Deptford by-election, 9 November 2023
| Party |  | Candidate | Votes | % | ±% |
|---|---|---|---|---|---|
|  | Labour | Dawn Atkinson | 1,596 | 71.2 | +17.7 |
|  | Green | Tim Crossley | 382 | 17.0 | +1.9 |
|  | Conservative | Siama Qadar | 174 | 7.8 | −0.4 |
|  | Liberal Democrats | Alan Harding | 91 | 4.1 | −2.7 |
| Majority |  |  | 1,214 | 54.1 |  |
| Turnout |  |  | 2,243 |  |  |
|  | Labour hold |  | Swing |  |  |

The by-election was called following the resignation of Councillor Stephen Hayes.

Deptford by-election, 2 May 2024
| Party |  | Candidate | Votes | % | ±% |
|---|---|---|---|---|---|
|  | Labour | David Walker | 2,642 | 66.1 | −5.1 |
|  | Green | Adam Pugh | 944 | 23.6 | +6.6 |
|  | Liberal Democrats | Jean Branch | 221 | 5.5 | +1.4 |
|  | Independent | Tan Bui | 124 | 3.1 | N/A |
|  | Conservative | Hugh Rees-Beaumont | 69 | 1.7 | −6.1 |
| Turnout |  |  | 4,000 | 36.04 |  |
|  | Labour hold |  |  |  |  |

The Deptford by-election was triggered by the previous Labour councillor Brenda Dacres winning the borough-wide Mayor of Lewisham election; on becoming mayor, she was disqualified from also being a councillor.

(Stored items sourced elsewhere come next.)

Issue #1190, opened 2020-09-17
[EDIT] Minor visual glitches in timeline


klwemu:
**Commit Hash**

**Platform**
Win10

**Summary**
When you delete a clip wich is a bit longer displayed on screen (does not depend on the real clip time length) a part is visually not deleted.

**Additiona
![Delete Clip](https://user-images.githubusercontent.com/3965097/93452061-4277e700-f8d8-11ea-8e90-ce3d7e10f8d1.png)
l Information / Output**

ThomasWilshaw:
Please provide a commit hash. Thanks.

klwemu:
Commit hash:
007b9f2

itsmattkc:
I've seen this before. I believe it's bugs in Qt's update system that we can workaround by setting the TimelineView to `QGraphicsView::FullViewportUpdate`. That's technically less optimized, but should address such glitches.

PR #1214, opened 2020-09-22
[UI] Fix keyframe icons not redrawing correctly

ThomasWilshaw:
When changing between nodes the keyframes in the keyframe editor did
not always update correctly. This is the same fix as in 9c488d9 / https://github.com/olive-editor/olive/issues/1190#issuecomment-694252893


itsmattkc:
Hmm if the QGraphicsViews are this unreliable, perhaps we should bite the bullet and set this for all of them (both TimelineView and KeyframeView inherit from TimelineViewBase). Perhaps you could remove the `setViewportUpdateMode` call from both KeyframeViewBase and TimelineView, and place it into TimelineViewBase to address all of them instead? (that will fix views like GraphView and any future derivatives too)

itsmattkc:
Done in a313fb525c5df38534ed69cd9f7c8bf6ab9803c5

Issue #1218, opened 2020-09-23
[EXPORT] export dialogue doesn't always show up


jarro2783:
**Commit Hash** 

d196689c2d4288

**Platform**

Linux

**Summary**

The export dialogue doesn't show up under some circumstances when I expect it to.

1. Open a project.
2. Export without clicking anything else in the UI.

The dialogue will not show up here, and no message is shown.

If you press play in the viewer, then subsequent export works.

**Additional Information / Output**

Simran-B:
Confirmed on Windows 10 d5595ccd

If you start Olive and immediately click _File > Export_, then nothing happens. Same if you open a project file and try to export. If you focus the timeline panel or click on a clip, then the export dialog shows up as expected.

ThomasWilshaw:
I think we just need a bit more logic and a error dialog in `Core::DialogExportShow()`. It currently just returns if there is no recently used `TimeBasesPanel`.

Simran-B:
While it's an improvement to show an error instead of silently failing, it does not seem right to me that there is no recently used time based panel / active sequence in the project load case. Can't this be set on load?

ThomasWilshaw:
What would you do in the case of loading a project with multiple sequences?

jarro2783:
Currently when I open a project, it already shows the first frame of the video in the preview window. So it seems reasonable for that video to be "selected", and be the one exported.

For multiple sequences it's probably reasonable enough to pick the one that appears first in the list. As long as what you see in the preview is the one exported, that seems intuitive enough to me.

ThomasWilshaw:
I've updated this so it falls back to the timeline if there is no recently selected time based panel.

itsmattkc:
Should be fixed in fd143f1d519cf41f7770d0d3849e0daaadc5bc91

PR #1220, opened 2020-09-23
Fix Issue #1218

ThomasWilshaw:
Add an error message if there is no active sequence.

Selected a Sequence panel as opposed to a generic time based panel as
we will only ever export a sequence. Also makes error logic slightly
easier.

### DIFF
--- a/app/core.cpp
+++ b/app/core.cpp
@@ -355,18 +355,23 @@ void Core::DialogProjectPropertiesShow()
 
 void Core::DialogExportShow()
 {
-  TimeBasedPanel* latest_time_based = PanelManager::instance()->MostRecentlyFocused<TimeBasedPanel>();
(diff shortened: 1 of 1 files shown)


itsmattkc:
I would prefer it to still be a TimeBasedPanel in some capacity so that people can select a timeline panel and export from that too, but there should definitely be an error message as you've written in for this scenario.

ThomasWilshaw:
Okay no problem, I'm going to change it a bit as well based of feedback in the initial issue.

ThomasWilshaw:
I was a little confused with the difference between a sequenceVewer and a timeline. Am I correct in thinking the sequence viewer is the viewer window panel and the timeline panel is the actual timeline? (seems obvious now I say it...)

itsmattkc:
Indeed, SequenceViewer is a derivation of Viewer that displays the active sequence and Timeline is the timeline.

ThomasWilshaw:
@itsmattkc How does this look?

itsmattkc:
Yep look good

PR #1244, opened 2020-09-29
Fix issue#1241

### LINKED ISSUE #1241: [CRASH] Removed Audio Node
**Commit Hash** 
610f4c54

**Platform**
Windows

**Summary**
Olive crashed when I imported a clip into a sequence, removed the audio node, and tried to move the clip.

**Steps to Reproduce**

1. Add Video with audio track to a sequence.
2. Delete the audio node from the node editor
3. Try to move the remaining video clip.

<details><summary><strong>Backtrace</strong></summary><pre><code>

</code></pre></details>

[crash.txt](https://github.com/olive-editor/olive/files/5293730/crash.txt)

**Additional Information**

Also, I don't think the crash reporter works. It kept saying "Failed to send error report."

ThomasWilshaw:
Fixes #1241 

When a Block node was deleted its linked blocks were not unlinked
which caused a crash when the user tried to select a linked block.
This fixes the issue by ensuring all links are removed when a Block
node is delete.

Undo/redo is also supported.

This does fix the problem but I'm not 100% sure this code is in the correct place.

### DIFF
--- a/app/widget/nodeview/nodeviewundo.cpp
+++ b/app/widget/nodeview/nodeviewundo.cpp
@@ -154,6 +154,16 @@ void NodeRemoveCommand::redo_internal()
 
   // Take nodes from graph (TakeNode() will automatically disconnect edges)
   foreach (Node* n, nodes_) {
+    // If the node is a block, unlink any linked blocks before removing
+    if (n->IsBlock()) {
+      Block *b = static_cast<Block *>(n);
+      if (b->HasLinks()) {
+        linked_blocks_.insert(b, b->linked_clips().toList());
+        foreach(Block * link, b->linked_clips()) {
+          b->Unlink(b, link);
+        }
+      }
+    }
     graph_->TakeNode(n, &memory_manager_);
   }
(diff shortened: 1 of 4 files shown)


itsmattkc:
Here's the thing, the code _does_ unlink when you delete a block, but only the timeline does it because I hadn't considered people deleting blocks in the node graph: https://github.com/olive-editor/olive/blob/master/app/widget/timelinewidget/timelinewidget.cpp#L497

Unlinking in NodeRemoveCommand instead probably is the most fool-proof thing to do, in that that'll affect all node removals including the timeline, but it might be best if you can reuse the BlockUnlinkAllCommand in NodeRemoveCommand.

ThomasWilshaw:
Okay will do, I guess `BlockUnlinkAllCommand` should stay in the timeline undo file though?

ThomasWilshaw:
I've replaced my code with the `BlockUnlinkAllCommand` and removed all the other block unlink commands so nothing is happening twice.

PR #1262, opened 2020-10-09
Fix #1252

### LINKED ISSUE #1252: [NODES] Viewer Node + Track Node Crash
ebd9e271
Windows 10 64 Bit

Deleting the line that connects from track to samples in the viewer node causes a segfault

This can be easily reproduced if you create a new sequence, and delete/disconnect said line connecting track to samples.

image

ThomasWilshaw:
Checks if the SampleBuffer is valid before trying to write it to a
PCM cache file. If it's not, write a blank PCM of the correct lenght
and print a warning.

Fix #1252

### DIFF
--- a/app/render/audioplaybackcache.cpp
+++ b/app/render/audioplaybackcache.cpp
@@ -75,8 +75,11 @@ void AudioPlaybackCache::WritePCM(const TimeRange &range, SampleBufferPtr sample
     segment_length_ += seg_sz;
   }
 
-  // Convert to packed data, which is what we store on disk
-  QByteArray a = samples->toPackedData();
+  QByteArray a;
+  if (samples) {
+    // Convert to packed data, which is what we store on disk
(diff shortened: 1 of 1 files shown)


itsmattkc:
This PR might be out of date since I just rewrote the audio cache, however the fix is probably still appropriate if you'd like to rebase

ThomasWilshaw:
I've rebased and updated this and it seems to work fine.

itsmattkc:
Sorry, I read back through the function and realized it already fills in remaining bytes with zeroes so the fill isn't necessary. Also I think it's probably fine for that function to "officially" accept null sample buffers as a means to just write silence, so really it's just the if statement that's necessary - no need for the warning.

ThomasWilshaw:
I see what you mean, I think I misunderstood what the function was doing. I'll do that now.

itsmattkc:
Okay awesome, thanks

2024 Blackheath by-election
| Party |  | Candidate | Votes | % | ±% |
|---|---|---|---|---|---|
|  | Labour | Pauline Dall | 2,959 | 43.8 | −4.5 |
|  | Green | Matt Barker | 1,472 | 21.8 | +5.0 |
|  | Liberal Democrats | Chris Maines | 1,360 | 20.1 | −12.1 |
|  | Conservative | Hugh Rees-Beaumont | 970 | 14.3 | −0.3 |
| Turnout |  |  | 6,761 |  |  |
|  | Labour hold |  | Swing |  |  |

Two councillors defected from Labour to the Green Party in 2025. Two more Labour councillors defected to the Greens in 2026.